5 · The protocol reversed, as a tool for buyers of AI
The seven steps work just as well in provider assessment as in one's own editorial work. Anyone responsible in a procurement, risk or sustainability function can apply the following seven questions as an assessment grid against an AI provider before PoC budget is released:
- Which atomic claims does the provider's pitch contain, verbatim, not pieced together from the flowing text?
- Which type does each of these claims have (T1 to T7 from the table above)?
- Which external anchor is named per claim, and does it sit on Tier 1, 2, 3 or 4?
- Which reproducibility bundle is included? Code, seed, data version stamp?
- Which steel-man argument against its own solution does the provider state openly?
- Which limitations section is included in the documents?
- Who reviewed the model independently, and where is that review documented?
If four or more of these questions remain without a documented answer, the provider is not in a position in which a PoC produces a dependable basis for decision. A failure is not thereby guaranteed. The probability of which of the two MIT NANDA cohorts you will end up in, however, can be inferred from this with some certainty.
6 · What this article does not do
- It is not a peer-reviewed methods contribution. It is a position, supported by established methods literature. Anyone seeking a rigorous methods paper on p-values reads Wasserstein/Lazar 2016 directly.
- It guarantees no PoC success. It only lowers the probability of the typical failure mode that becomes visible in the NANDA figures.
- It is not commodity-specific or industry-specific. The concrete application to commodity-intelligence or supply-chain-compliance questions requires additional domain anchors, treated in follow-up articles.
- It is methodologically conservative. Anyone wanting a faster workflow finds nothing new here. Anyone wanting to know why we deliberately publish slowly finds the reason here.

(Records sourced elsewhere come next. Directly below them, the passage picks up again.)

PR #1345, opened 2021-06-30
[CAPI] Propose save/load api @open sesame 07/05 16:40

zhoonit:
- [CAPI] Propose save/load api

```
**Motivations**
1. Fine grained api required to save and load

- Add function to model.h  / `save`, `load`
- Mark `readModel()` deprecated (later remove...)
- Mark `saveModel()` to change `exportTo`
- Add `ModelSaveLoadFormat`
- Create capi-machine-learning-training-tizen-internal for internal api
support

**Self evaluation:**

```

### DIFF
--- a/api/capi/include/nntrainer-tizen-internal.h
+++ b/api/capi/include/nntrainer-tizen-internal.h
@@ -1,0 +1,77 @@
+// SPDX-License-Identifier: Apache-2.0
+/**
+ * Copyright (C) 2021 Jihoon Lee <jhoon.it.lee@samsung.com>
+ *
+ * @file   nntrainer-tizen-internal.h
+ * @date   30 June 2021
+ * @brief  NNTrainer CAPI header for tizen interanl api.
+ * @note   This header is designed to be used only in Tizen
+ * @see    https://github.com/nnstreamer/nntrainer
+ * @author Jihoon Lee <jhoon.it.lee@samsung.com>
+ * @bug    No known bugs except for NYI items
+ *
+ */
+
+#ifndef __NNTRAINER_TIZEN_INTERNAL_H__
+#define __NNTRAINER_TIZEN_INTERNAL_H__
+
+#include <nntrainer.h>
+
+#ifdef __cplusplus
+extern "C" {
+#endif /* __cplusplus */
+
+/**
+ * @brief Save the model
+ * @details Use this function to save the current model. @a format
+ * describes various formats in which various selections of the
+ * parameters of the models can be saved. Some formats may save
+ * parameters required for training. Some other formats may save model
+ * configurations. Unless stated otherwise, @a ml_train_model_compile() has to
+ * be called upon the @a model before calling this function.
+ * @see @a ml_train_model_format_e to check which part of the model is
+ * saved
+ * @note This function overrides the existing file without any notification.
+ *
+ * @since_tizen 6.5
+ * @param[in] model The NNTrainer model handle to save
+ * @param[in] file_path File path to save the file.
+ * @param[in] format Format flag to determine which format should be used to
+ * save
+ * @return @c 0 on success, Otherwise a negative error value
+ * @retval #ML_ERROR_NONE Successful.
+ * @retval #ML_ERROR_INVALID_PARAMETER The given @a file_path is
+ * invalid or @a model is not compiled.
+ */
+int ml_train_model_save(ml_train_model_h model, const char *file_path,
+                        ml_train_model_format_e format);
+
+/**
+ * @brief Load the model
+ * @details Use this function to load the current model. @a format
+ * describes various formats in which various selections of the
+ * parameters of the models can be loaded. Some formats may load
+ * parameters required for training. Some other formats may load model
+ * configurations. Unless stated otherwise, @a ml_train_model_compile() has to
+ * be called upon the @a model before calling this function.
+ *
+ * @see @a ml_train_model_format_e to check which part of the model is
+ * loaded
+ *
+ * @since_tizen 6.5
+ * @param[in] model The NNTrainer model handle to load.
+ * @param[in] file_path File path to load the file.
+ * @param[in] format Format flag to determine which format should be used to
+ * loaded
+ * @return @c 0 on success, Otherwise a negative error value
+ * @retval #ML_ERROR_NONE Successful.
+ * @retval #ML_ERROR_INVALID_PARAMETER The given @a file_path is
+ * invalid or @a model is not in valid state to load.
+ */
+int ml_train_model_load(ml_train_model_h model, const char *file_path,
+                        ml_train_model_format_e format);
+
+#ifdef __cplusplus
+}
+#endif /* __cplusplus */
+#endif // __NNTRAINER_TIZEN_INTERNAL_H__
--- a/api/ccapi/include/model.h
+++ b/api/ccapi/include/model.h
@@ -19,6 +19,7 @@
 #if __cplusplus >= MIN_CPP_VERSION
 
 #include <string>
+#include <type_traits>
 #include <vector>
 
 #include <nntrainer-api-common.h>
@@ -38,6 +39,21 @@ enum class ModelType {
   KNN,        /** k Nearest Neighbor */
   NEURAL_NET, /** Neural Network */
   UNKNOWN     /** Unknown */
+};
+
+/**
+ * @brief Model saving options
+ *
+ */
+enum class ModelFormat {
+  MODEL_FORMAT_BIN =
+    ML_TRAIN_MODEL_FORMAT_BIN, /**< raw bin file saves parameters required
+for inference and training without any configurations*/
+
+  /** Comment intended */
+  // MODEL_FORMAT_INI = 1, /**< ini file with save_path defined */
+  // MODEL_FORMAT_INI_WITH_BIN = 2, /**< ini file with save_path
+  // defined */
 };
 
 /**
@@ -95,13 +111,35 @@ public:
 
   /**
    * @brief     save model and training parameters into file
+   * @todo      deprecate this
    */
-  virtual void saveModel() = 0;
+  [[deprecated("use saveModel(const std::string &path_prefix, "
+               "ModelFormat format)")]] virtual void
+  saveModel() = 0;
+
+  /**
+   * @brief  load model states and training parameters from a file
+   * @param file_path file_path to save the model, if full path is not
+   * given, it should be saved inside working directory
+   * @param format format to save parameters
+   */
+  virtual void save(const std::string &file_path,
+                    ModelFormat format = ModelFormat::MODEL_FORMAT_BIN){};
 
   /**
    * @brief     read model and training parameters from file
+   * @todo      deprecate this
    */
   virtual void readModel() = 0;
+
+  /**
+   * @brief  load model with regard to the format
+   * @param file_path file_path to save the model, if full path is not
+   * given, it should be saved inside working directory
+   * @param format format to save parameters
+   */
+  virtual void load(const std::string &file_path,
+                    ModelFormat format = ModelFormat::MODEL_FORMAT_BIN){};
 
   /**
    * @brief     Run Model training and validation
--- a/api/nntrainer-api-common.h
+++ b/api/nntrainer-api-common.h
@@ -164,6 +164,16 @@ typedef enum {
 } ml_train_summary_type_e;
 
 /**
+ * @brief Enumeration for the neural network
+ *
+ */
+typedef enum {
+  ML_TRAIN_MODEL_FORMAT_BIN =
+    0, /**< raw bin file saves parameters required for inference and training
+          without any configurations*/
+} ml_train_model_format_e;
+
+/**
  * @}
  */
 #ifdef __cplusplus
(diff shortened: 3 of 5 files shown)


zhoonit:
@myungjoo The comment from #1326 is reflected here. Please take another look :)

zhoonit:
@myungjoo, @jijoongmoon The comment from #1326 has been reflected here. PTAL :)

api/nntrainer-api-common.h
```diff
@@ -163,6 +163,16 @@ typedef enum {
                              information */
 } ml_train_summary_type_e;
 
+/**
+ * @brief Enumeration for the neural network
+ *
+ */
+typedef enum {
+  ML_TRAIN_MODEL_SAVE_LOAD_BIN =
```
myungjoo, line 171: ```ML_TRAIN_MODEL_FORMAT_BIN```?

api/ccapi/include/model.h
```diff
@@ -40,6 +41,21 @@ enum class ModelType {
   UNKNOWN     /** Unknown */
 };
 
+/**
+ * @brief Model saving options
+ *
+ */
+enum class ModelSaveLoadFormat {
+  MODEL_SAVE_LOAD_FORMAT_BIN =
```
myungjoo, line 49: ```MODEL_FORMAT_BIN```?
(SAVE-LOAD is unnecessary duplicated terms)

zhoonit: Yes, prefix save_load is deleted, across the patch.

api/nntrainer-api-common.h
zhoonit: Updated :)

api/capi/include/nntrainer-tizen-internal.h
```diff
@@ -0,0 +1,74 @@
...
+ * parameters required for training. Some other formats may save model
+ * configurations. The model must be compiled and has allocated memory before
+ * calling this function.
+ * @see @a ml_train_model_format_e to check which part of the model is
+ * saved
+ * @note This function overrides the existing file without any notification.
+ *
+ * @since_tizen 6.5
+ * @param[in] model The NNTrainer model handle to save
+ * @param[in] file_path File path to save the file.
```
kparichay, line 37: is this going to be file path or file prefix?

api/capi/include/nntrainer-tizen-internal.h
```diff
@@ -0,0 +1,74 @@
...
+ */
+int ml_train_model_save(ml_train_model_h model, const char *file_path,
+                        ml_train_model_format_e format);
+
+/**
+ * @brief Load the model
+ * @details Use this function to load the current model. @a format rules
+ * how and which part of the model should be saved. Some formats may save
+ * parameters required for training. Some other formats may save model
+ * configurations. The model must be compiled and has allocated memory before
```
kparichay, line 53: the state of the model depends on the `ml_train_model_format_e` value. Can you please specify it by case, and let other cases by TBD.

api/capi/include/nntrainer-tizen-internal.h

7 · Reading list & companion repository
Reading list (seven sources, in this order):
- Wasserstein & Lazar (2016) “The ASA Statement on p-Values” The American Statistician.

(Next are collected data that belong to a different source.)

PR #1348, opened 2021-07-01
[unittest] Enable models unittests @open sesame 07/05 19:36

kparichay:
Support input/output tensor allocation for layerv2 design

Enable models unittest for layerv2
Corresponding bugfixes are also added

Separate getNumInputs/Outputs semantics for inputs/outputs
and for connections as a node. Number of inputs/outputs will always be
more than 1, but number of input/output connections can be 0 for
input/output nodes of the graph.
This patch separates the two concepts, and its usage.

### DIFF
--- a/nntrainer/layers/activation_layer.cpp
+++ b/nntrainer/layers/activation_layer.cpp
@@ -47,7 +47,7 @@ void ActivationLayer::calcDerivative(RunLayerContext &context) {
   Tensor &ret = context.getOutgoingDerivative(SINGLE_INOUT_IDX);
   Tensor &out = context.getOutput(SINGLE_INOUT_IDX);
 
-  ret = acti_func.run_prime_fn(out, ret, deriv);
+  acti_func.run_prime_fn(out, ret, deriv);
 }
 
 void ActivationLayer::setProperty(const std::vector<std::string> &values) {
--- a/nntrainer/layers/activation_layer.cpp
+++ b/nntrainer/layers/activation_layer.cpp
@@ -45,9 +45,9 @@ void ActivationLayer::forwarding(RunLayerContext &context, bool training) {
 void ActivationLayer::calcDerivative(RunLayerContext &context) {
   Tensor &deriv = context.getIncomingDerivative(SINGLE_INOUT_IDX);
   Tensor &ret = context.getOutgoingDerivative(SINGLE_INOUT_IDX);
-  Tensor &in = context.getOutput(SINGLE_INOUT_IDX);
+  Tensor &out = context.getOutput(SINGLE_INOUT_IDX);
 
-  ret = acti_func.run_prime_fn(in, ret, deriv);
+  ret = acti_func.run_prime_fn(out, ret, deriv);
 }
 
 void ActivationLayer::setProperty(const std::vector<std::string> &values) {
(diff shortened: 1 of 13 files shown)


jijoongmoon (approved):
LGTM

nntrainer/layers/layer_node.cpp
```diff
@@ -427,6 +427,8 @@ void LayerNode::setBatch(unsigned int batch) {
       run_context.setBatch(batch);
       layer->setBatch(run_context, batch);
     } else {
+      // for (auto &dim : input_dim)
```
zhoonit, line 430: unintended comment?

nntrainer/layers/layer_node.h
```diff
@@ -441,6 +458,21 @@ class LayerNode final : public ml::train::Layer, public GraphNode {
     }
   }
 
+  /**
+   * @brief Get the Weight object
+   *
+   * @param idx Identifier of the weight
+   * @return Tensor& Reference to the weight tensor
```
zhoonit, line 465: return is weight?

nntrainer/layers/activation_layer.cpp
```diff
@@ -45,9 +45,9 @@ void ActivationLayer::forwarding(RunLayerContext &context, bool training) {
 void ActivationLayer::calcDerivative(RunLayerContext &context) {
   Tensor &deriv = context.getIncomingDerivative(SINGLE_INOUT_IDX);
   Tensor &ret = context.getOutgoingDerivative(SINGLE_INOUT_IDX);
-  Tensor &in = context.getOutput(SINGLE_INOUT_IDX);
+  Tensor &out = context.getOutput(SINGLE_INOUT_IDX);
 
-  ret = acti_func.run_prime_fn(in, ret, deriv);
+  ret = acti_func.run_prime_fn(out, ret, deriv);
```
zhoonit, line 50: `acti_fun.run_prim_fn(out, ret, deriv)` ?

nntrainer/layers/layer_node.h
zhoonit: Are we opening weight? or is it temporary?

nntrainer/layers/layer_node.cpp
kparichay: removed.

nntrainer/layers/layer_node.h
kparichay: This is just a wrapping interface, which takes already available information for weight and creates a wrapper for weight.
Further, this opens weights for internal use only. 
This is primarily added for unittest_models.

nntrainer/layers/activation_layer.cpp
kparichay: done

nntrainer/layers/layer_node.h
zhoonit: I see. I guess, in the long term it'd better refactor unittest_models later

zhoonit (approved):
LGTM :)

nntrainer/layers/layer_node.h
kparichay: If this function is not used anywhere else after layer_v2 refactor, the implementation here can move the unittest_models itself.

PR #1350, opened 2021-07-02
[test] Add common unittest for layers  @open sesame 07/05  19:36

kparichay:
Add common unittest for layers.
Also add validation for context and some more check in layer_node.
Further, some checks have been removed from LayerImpl which exists in
LayerNode.
The common tests have been split into two parts:
1. standalone: the environment must be manually created in these tests.
Further, these tests should not depend on any other
implementations/headers other than the ones on which LayerDevel also
depends on, like LayerNode, Manager, etc.
2. Dependent: the environment is created using the other
implementations.
Both these tests ensures that layer can work in correct environment and
that the environment creation in standalone version is also correct.


test/unittest/layers/layers_standalone_common_tests.cpp
```diff
@@ -0,0 +1,66 @@
...
+
+TEST_P(LayerSemantics, setPropertiesValidWithInvalid_n) {}
+
+TEST_P(LayerSemantics, setPropertiesValidInvalidOnly_n) {}
+
+TEST_P(LayerSemantics, finalizeOutputValidate_p) {
+  nntrainer::TensorDim in_dim({1, 1, 1, 1});
+  nntrainer::InitLayerContext init_context =
+    nntrainer::InitLayerContext({in_dim});
+  init_context.validate();
```
zhoonit, line 44: check if this is true?

test/unittest/layers/unitest_layer_node.cpp
```diff
@@ -0,0 +1,94 @@
+// SPDX-License-Identifier: Apache-2.0
+/**
+ * Copyright (C) 2020 Parichay Kapoor <pk.kapoor@samsung.com>
+ *
+ * @file        unittest_nntrainer_layers.cpp
```
zhoonit, line 5: Could you check the file name? s/unitest/unittest/

nntrainer/layers/loss/loss_layer.h
```diff
@@ -40,7 +40,13 @@ class LossLayer : public Layer {
   /**
    * @copydoc Layer::setProperty(const std::vector<std::string> &values)
    */
-  virtual void setProperty(const std::vector<std::string> &values) override {}
+  virtual void setProperty(const std::vector<std::string> &values) override {
+    if (!values.empty()) {
```
zhoonit, line 44: I think below macro can be applied for convenience.
```cpp
NNTR_THROW_IF(!values.empty(), std::invalid_argument) 
        << "[Layer] Unknown Layer Properties count = " << values.size()
```

test/unittest/layers/layers_common_tests.h
```diff
@@ -38,7 +38,7 @@ using LayerSemanticsParamType =
              std::string /** Type of Layer */,
              std::vector<std::string> /** Valid Properties */,
              std::vector<std::string> /** Invalid Properties */,
```
zhoonit, line 40: As per offline discussion yesterday, how about we delete invalid properties here?

test/unittest/layers/layers_standalone_common_tests.cpp
```diff
@@ -0,0 +1,66 @@
...
+
+#include <layers_common_tests.h>
+
+#include <app_context.h>
+#include <layer_devel.h>
+
+constexpr unsigned SAMPLE_TRIES = 10;
+
+TEST_P(LayerSemantics, createFromAppContext_pn) {
+  auto &ac = nntrainer::AppContext::Global();
```
zhoonit, line 21: I guess App context is dependent test?

test/unittest/layers/layers_standalone_common_tests.cpp
```diff
@@ -0,0 +1,66 @@
...
+TEST_P(LayerSemantics, finalizeOutputValidate_p) {
+  nntrainer::TensorDim in_dim({1, 1, 1, 1});
+  nntrainer::InitLayerContext init_context =
+    nntrainer::InitLayerContext({in_dim});
+  init_context.validate();
+
+  // set necessary properties only
+  EXPECT_NO_THROW(layer->setProperty(valid_properties));
+
+  if (!must_fail) {
```
zhoonit, line 49: I understand that some rare layers are meant to fail, but in this case, I think it's better for the layer to have it's own `test` instead of using `test_p`, unless obeying the semantics.

test/unittest/layers/unittest_layers_loss.cpp
```diff
@@ -0,0 +1,48 @@
...
+#include <cross_entropy_softmax_loss_layer.h>
+#include <layers_common_tests.h>
+#include <mse_loss_layer.h>
+
+auto semantic_loss_cross_sigmoid = LayerSemanticsParamType(
+  nntrainer::createLayer<nntrainer::CrossEntropySigmoidLossLayer>,
+  nntrainer::CrossEntropySigmoidLossLayer::type, {}, {}, 0, false);
+
+INSTANTIATE_TEST_CASE_P(LossCrossSigmoid, LayerSemantics,
+                        ::testing::Values(semantic_loss_cross_sigmoid));
```
zhoonit, line 27:
```suggestion
INSTANTIATE_TEST_CASE_P(LossCrossSigmoid, LayerSemantics,
                        ::testing::Values(semantic_loss_cross_sigmoid, semantic_loss_cross_softmax, semantic_loss_mse, ... ));
```

zhoonit, line 27:
```suggestion
INSTANTIATE_TEST_CASE_P(LossCrossSigmoid, LayerSemantics,
                        ::testing::Values(semantic_loss_cross_sigmoid, semantic_loss_cross_softmax, semantic_loss_mse, ... ));
```

test/unittest/layers/layers_standalone_common_tests.cpp
kparichay: done.

test/unittest/layers/unitest_layer_node.cpp
kparichay: done.

nntrainer/layers/loss/loss_layer.h
kparichay: done.

test/unittest/layers/layers_standalone_common_tests.cpp
kparichay: moved.

kparichay: also moved layer context from LayerSemantics to dependent unittest.
Now LayerSemantics and standalone_unittest is not dependent on app_context.

test/unittest/layers/unittest_layers_loss.cpp
kparichay: done.

test/unittest/layers/layers_common_tests.h
kparichay: done.

test/unittest/layers/layers_standalone_common_tests.cpp
kparichay: I will leave this for now, as creating another set of tests for this layer will be cumbersome and reduce maintainability.
As this layer can be created and added by the user, the full testsuite has to be run.
I will find another way to handle this later.

test/unittest/layers/layers_standalone_common_tests.cpp
zhoonit: Cool

test/unittest/layers/layers_standalone_common_tests.cpp
zhoonit: Okay

zhoonit (approved):
LGTM after ci pass

jijoongmoon (approved):
LGTM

- Gelman & Loken (2014) “The Garden of Forking Paths” American Scientist.
- Ioannidis (2005) “Why Most Published Research Findings Are False” PLoS Medicine.
- Hansen, Lunde & Nason (2011) “The Model Confidence Set” Econometrica.
- Slack et al. (2020) “Fooling LIME and SHAP” arXiv 1911.02508.
- MIT NANDA (2025) “State of AI in Business 2025” (press account Fortune 18 August 2025).
- Gartner (29 July 2024) Predicts 30 % of Generative AI Projects Will Be Abandoned After Proof of Concept by End of 2025.
Companion repository:
github.com/myBytesResearch/truth-check-template.
Contains the templates for claim map, anchor mapping and reproducibility bundle, a demo notebook that
reproduces the claim map of this article, as well as a CITATION.cff for citability. CC BY 4.0 for
content, MIT for code examples. Forks and pull requests welcome. The protocol is explicitly not a
myBytes-internal asset but our invitation to the community of practice.
Closing
The protocol did not arise from a methodological preference but from concrete mistakes we made in our own drafts before they were published. Each of the seven steps has such a mistake in view. Anyone who reads them therefore sees less a methodological ideology than a self-commitment. The protocol does not filter out the competition, but our own haste.
Should you wish to adopt, adapt or criticize the protocol for your own work, that pleases us. The companion repository is open for it. And should you take offence at one of the claims formulated here because it does not hold up to a check by the rules of the protocol, that is exactly the objection this article deserves.